_Work order_: Below is a listing; restate from it, character for character, the lines beginning at the line holding "ntoll: OK... so" and ending at the line holding "### LINKED ISSUE #1799: Export", both included.
----- Records to process
PR #1793, opened 2023-10-09
Update Makefile

ntoll:
## Description

Our top level `Makefile` was complicated and contained cruft. This PR simplifies things so a new maintainers set-up process is simple. After discord based discussion we've dropped conda for the more widespread venv/pip way to manage Python dependencies.

**PLEASE CHECK**: If the `Makefile` is used by GitHub actions or other CI related tasks - please let me know.

## Changes

This PR makes the following changes:

* Simplify the Makefile.
* Remove Conda (use venv/pip instead). 
* Use standard `requirements.txt` for Python dependencies. 
* Remove pointless type annotation from support.py.

## Checklist


ntoll:
OK... looks like `make setup` messes up. Was working fine on my home machine. I'll fix in the morning.

JeffersGlass:
Couple things:

 - the `test` workflow uses `make test-integration`.

https://github.com/pyscript/pyscript/blob/4256a816535d14bd3fba02e16343322f5784e632/.github/workflows/test.yml#L68

- `make test-integration` is also mentioned in the core's README.md:

https://github.com/pyscript/pyscript/blob/4256a816535d14bd3fba02e16343322f5784e632/pyscript.core/README.md?plain=1#L44

ntoll:
Thanks @JeffersGlass, this is why it's a draft! :smile: Once merged, this change will mean our setup docs are super simple. :-) I'll update the README as part of this PR in subsequent commits. :tada:

ntoll:
@JeffersGlass upon refection I've retained the `test-integration` name because explicit is better than implicit. :snake:

ntoll:
Did I mention how much I hate YAML and GitHub actions? :rofl:

I'll squash and take this out of draft.

ntoll:
OK... checking of Python versions still doesn't work. Fixing (again).

.github/workflows/test.yml
```diff
@@ -57,15 +57,25 @@ jobs:
...
-              run: make setup
+            - name: Create and activate virtual environment
+              run: |
+                  python3 -m venv test_venv
+                  source test_venv/bin/activate
+                  echo "venv: " $VIRTUAL_ENV
+
+            - name: Setup dependencies in virtual environment
+              run: |
+                  source test_venv/bin/activate
```
madhur-tandon, line 68: If we are activating it here, we probably don't need to activate in the previous step?

madhur-tandon: unless we really want to print details about it?

ntoll: Apparently, we do need to activate the `venv` in each named step. I tried it such that I activated it in an earlier step, but the later steps failed because the `venv` wasn't active. Googling around didn't produce anything meaningful to me that would fix this. @madhur-tandon - if you know the special incantation to make this work, please let me know. :+1:

Makefile
```diff
@@ -1,122 +1,92 @@
...
-setup: check-node check-npm
+.PHONY: check-python
+check-python:
+	@if [ $(PY_OK) -eq 0 ]; then \
+		echo "\033[0;31mRequires Python 3.$(MIN_PY3_VER).x or higher: 3.$(PY3_VER) detected.\033[0m"; \
+		false; \
+	fi
+
+# Check the environment, install the dependencies.
+setup: check-node check-npm check-python
```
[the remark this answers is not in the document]
ntoll: Hi @JeffersGlass - good question and one that I agonised over. 

On the one hand, for absolute beginners, that might be quite useful.

But on the other non-beginners or tech folk won't have too much of a problem understanding both the concept and that there are many ways to skin that cat (in the docs [see here](https://github.com/pyscript/docs/pull/35), using virtualenvmanager, pyenv, the IDE, whatever). 

So I assumed technical know how and the choice to configure that aspect of one's environment oneself.

Like I said, happy to be persuaded otherwise.

.github/workflows/test.yml
hoodmane: If you care to avoid it, you can do:
```sh
source test_venv/bin/activate
echo PATH=$PATH >> $GITHUB_ENV
echo VIRTUAL_ENV=$VIRTUAL_ENV >> $GITHUB_ENV
```
and then the environment will be active in all subsequent steps.

Makefile
```diff
@@ -1,122 +1,92 @@
...
-examples ?=  ../$(base_dir)/examples
-app_dir ?= $(shell git rev-parse --show-prefix)
-
-CONDA_EXE := conda
-CONDA_ENV ?= $(base_dir)/env
-env := $(CONDA_ENV)
-conda_run := $(CONDA_EXE) run -p $(env)
-PYTEST_EXE := $(CONDA_ENV)/bin/pytest
-
 MIN_NODE_VER := 14
```
WebReflection, line 1: this should be 20 as that's the current LTS GitHub suggested and uses by default too.

Makefile
```diff
@@ -1,122 +1,92 @@
...
+	@echo "make precommit-check - run the precommit checks (run eslint)."
+	@echo "make test-integration - run all integration tests sequentially."
+	@echo "make fmt - format the code."
+	@echo "make fmt-check - check the code formatting.\n"
 
 .PHONY: check-node
 check-node:
 	@if [ $(NODE_VER) -lt $(MIN_NODE_VER) ]; then \
-		echo "Build requires Node $(MIN_NODE_VER).x or higher: $(NODE_VER) detected"; \
+		echo "\033[0;31mBuild requires Node $(MIN_NODE_VER).x or higher: $(NODE_VER) detected.\033[0m"; \
```
WebReflection, line 22: I *think* you need the `-e` flag to allow colors or other modifiers in echo, at least on Linux.

Makefile
```diff
@@ -1,122 +1,92 @@
...
 		false; \
 	fi
 
 .PHONY: check-npm
 check-npm:
 	@if [ $(NPM_VER) -lt $(MIN_NPM_VER) ]; then \
-		echo "Build requires Node $(MIN_NPM_VER).x or higher: $(NPM_VER) detected"; \
+		echo "\033[0;31mBuild requires Node $(MIN_NPM_VER).x or higher: $(NPM_VER) detected.\033[0m"; \
```
WebReflection, line 29: I *think* you need the `-e` flag to allow colors or other modifiers in echo, at least on Linux.

Makefile
```diff
@@ -1,122 +1,92 @@
...
+	fi
+
+# Check the environment, install the dependencies.
+setup: check-node check-npm check-python
 	cd pyscript.core && npm install && cd ..
-	$(CONDA_EXE) env $(shell [ -d $(env) ] && echo update || echo create) -p $(env) --file environment.yml
-	$(conda_run) playwright install
-	$(CONDA_EXE) install -c anaconda pytest -y
+ifeq ($(VIRTUAL_ENV),)
+	@echo "\n\n\033[0;31mCannot install Python dependencies. Your virtualenv is not activated.\033[0m"
```
WebReflection, line 44: I *think* you need the `-e` flag to allow colors or other modifiers in echo, at least on Linux.

.github/workflows/test.yml
madhur-tandon: So, I asked about not requiring the activation in the previous step because we don't really do anything with it apart from just printing information about it...

madhur-tandon: the previous step being:

```
- name: Create and activate virtual environment
              run: |
                  python3 -m venv test_venv
                  source test_venv/bin/activate
                  echo "venv: " $VIRTUAL_ENV
```

Makefile
ntoll: Works for me (on Linux) without `-e` flag.

WebReflection: some explanation and example in here https://linuxsimply.com/bash-scripting-tutorial/input-output/output/echo-command/ (first thing I've found, really) but maybe if you `$(tput ...)` that's not needed ... my point was rather that usually for special things `-e` doesn't hurt.

ntoll: :+1: OK... so just adding `-e` won't hurt. FWIW - I'm on a vanilla Ubuntu LTS.

ntoll: OK... so this is frustrating: in a `Makefile` it appears that `echo` will echo the flags... so I see a spare `-e` prepended to the messages. :frowning_face: 

Google-fu isn't helping either... so I'm gonna just avoid using `-e`.

ntoll:
OK... I've revised in light of comments. Can we approve?

Makefile
WebReflection: if this is a Makefile specific thing then I am OK, but in my Ubuntu I have a few shenanigans instead:

Screenshot 2023-10-24 102646

WebReflection (approved):

PR #1800, opened 2023-10-11
Fix #1799 - Avoid multiple bootstraps when embedded

### LINKED ISSUE #1799: Export Bundled PyScript Files
As in [this discussion](https://github.com/pyscript/pyscript/issues/1794#issuecomment-1754862824), having the pre-bundled `@pysccript/core/index.js` or core `@pyscript/core/dist/core.js` would be helpful in situations someone wants to use pyscript in a situation where they might want to re-bundle PyScript into their own package. It would be useful to have them included in the `exports` key.

From what I understand, there are good reasons why re-bundling PyScript is not advisable, since it could lead to situations where, say, Polyscript is bootstrapped twice in one page. But having the possibility would be useful for some workflows. (Tagging @e-nikolov)

WebReflection:
## Description

This MR is a follow up of the *polyscript* approach https://github.com/pyscript/polyscript/pull/59 to avoid ever dealing with multiple versions of the project in the wild, as discussed in https://github.com/pyscript/pyscript/issues/1799 + it uses the latest polyscript to also stop having issues when embedded by other tools.

## Changes

  * use the latest `polyscript/exports` to import all utilities and internal needed to make PyScript work
  * use the same global, Symbol based, guard to avoid ever registering or bootstrapping PyScript twice, allowing multiple embedded projects to effectively share hooks too

## Checklist

### DIFF
--- a/pyscript.core/package-lock.json
+++ b/pyscript.core/package-lock.json
@@ -1,17 +1,18 @@
 {
     "name": "@pyscript/core",
-    "version": "0.2.9",
+    "version": "0.2.10",
     "lockfileVersion": 3,
     "requires": true,
     "packages": {
         "": {
             "name": "@pyscript/core",
-            "version": "0.2.9",
+            "version": "0.2.10",
             "license": "APACHE-2.0",
             "dependencies": {
                 "@ungap/with-resolvers": "^0.1.0",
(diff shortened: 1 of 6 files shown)


ntoll (approved):
:shipit:

PR #1805, opened 2023-10-20
Allow PyScript to fully run locally

WebReflection:
## Description

As @fpliger currently spotted, it's harder than it should to run PyScript project offline because we reach the CDN for the optional toml parser.

This MR moves that file locally so that we can use the `dist` folder to load on demand that library as opposite of needing the CDN.

## Changes

  * curl the toml.js file into `pyscript.core/src/` folder
  * exclude such file from the pre-commit hooks
  * verify the file is indeed part of the `dist` folder
  * since we're here ... updated polyscript to latest as there are various fixes in both *coincident* and *polyscript* that recently landed

## Checklist


pyscript.core/src/toml.js
```diff
@@ -0,0 +1,4 @@
+// https://cdn.jsdelivr.net/npm/@webreflection/toml-j0.4/toml.js
```
JeffersGlass, line 1: Is there value in noting the specific release of toml-j0.4 here, just in case we (you) ever do an update/release of that project and we want to be able to tell which version is included here? `1.1.3` it lookslike?

WebReflection: AFAIK nobody is planning to maintain or change that project so I might indeed jut create yet another automated artifact that grabs that from latest version (expected to be always the same) and place it in the src folder before building it.

Or maybe I can just add it as npm dependency and still automate that process ... this actually might be the best way to go:

  * the version is embedded in the package.json
  * the automation simply reflects that

Good hint!

WebReflection: **done**!

PR #1807, opened 2023-10-22
make append as False in display

madhur-tandon:
## Description

The documentation mentions that `append` in display is False by default. But it really wasn't.
So the docs were kinda wrong, see here: https://docs.pyscript.net/2023.09.1.RC2/user-guide/#pyscriptdisplay

Also, this PR builds on top of https://github.com/pyscript/pyscript/pull/1806 which fixed a typo from `Flase` to `False`.
Even with the typo however, the docs were kinda wrong.

### DIFF
--- a/pyscript.core/tests/integration/test_02_display.py
+++ b/pyscript.core/tests/integration/test_02_display.py
@@ -30,7 +30,7 @@ class TestDisplay(PyScriptTest):
             <script type="py">
                 print('ciao')
                 from pyscript import display
-                display("hello world")
+                display("hello world", append=True)
             </script>
             """,
             timeout=20000,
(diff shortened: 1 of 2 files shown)


pyscript.core/tests/integration/test_02_display.py
```diff
@@ -30,7 +30,7 @@ def test_simple_display(self):
             <script type="py">
                 print('ciao')
                 from pyscript import display
-                display("hello world")
+                display("hello world", append=True)
```
WebReflection, line 33: I think, if we want to be sure about any default, we can keep one of these without the `append` field ... what do you think?

pyscript.core/tests/integration/test_02_display.py
```diff
@@ -202,8 +202,8 @@ def test_multiple_display_calls_same_tag(self):
             """
             <script type="py">
                 from pyscript import display
-                display('hello')
-                display('world')
+                display('hello', append=True)
```
WebReflection, line 205: same here ... if we really want to be sure `append=True` is the default, we should keep this not touched to me

ntoll:
I believe we agreed on discord, that the default should be `append=True`.

madhur-tandon:
Thanks @WebReflection and @ntoll 

In that case, let's close this PR.

PR #1813, opened 2023-10-26
Fix #1812 - Avoid duplicated pyscript module

### LINKED ISSUE #1812: MicroPython fails on main - works in worker
Basically, all smoke tests around MicroPython (i.e. `mpy` scripts) fail if the `worker` attribute is not there.

Even the most basic test seems to fail and as we don't have any integration test for *mpy* custom type, I am not even sure where that issue comes from or since when.

In short, I believe we should test at least most basic expectations for `mpy` too as in *polyscript* that's done but in here the whole integration tests historically rotates around *pyodide* and nothing else.

I feel like this is **a blocker** for the incoming release.

WebReflection:
## Description

This MR avoids duplicated FileSystem module pollution on main, as that's already part of the code in main hooks story and as that fails, actually rightly so somehow, in MicroPython only.

## Changes

  * remove the manual need to pollute the main thread with code that already runs on `codeBeforeRun` thanks to the shared dance and behavior of latest changes.

## Checklist

### DIFF
--- a/pyscript.core/src/core.js
+++ b/pyscript.core/src/core.js
@@ -21,7 +21,6 @@ import "./all-done.js";
 import TYPES from "./types.js";
 import configs from "./config.js";
 import sync from "./sync.js";
-import stdlib from "./stdlib.js";
 import bootstrapNodeAndPlugins from "./plugins-helper.js";
 import { ErrorCode } from "./exceptions.js";
 import { robustFetch as fetch, getText } from "./fetch.js";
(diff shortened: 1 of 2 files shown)


ntoll (approved):

WebReflection:
To whom it might concern, this fixes the general bug on MicroPython on main, but it doesn't fix the underlying issue MicroPython, differently from Pyodide, throws unexpecte errors when executed multiple times on main.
----------
_Task result_:
ntoll: OK... so this is frustrating: in a `Makefile` it appears that `echo` will echo the flags... so I see a spare `-e` prepended to the messages. :frowning_face: 

Google-fu isn't helping either... so I'm gonna just avoid using `-e`.

ntoll:
OK... I've revised in light of comments. Can we approve?

Makefile
WebReflection: if this is a Makefile specific thing then I am OK, but in my Ubuntu I have a few shenanigans instead:

Screenshot 2023-10-24 102646

WebReflection (approved):

PR #1800, opened 2023-10-11
Fix #1799 - Avoid multiple bootstraps when embedded

### LINKED ISSUE #1799: Export Bundled PyScript Files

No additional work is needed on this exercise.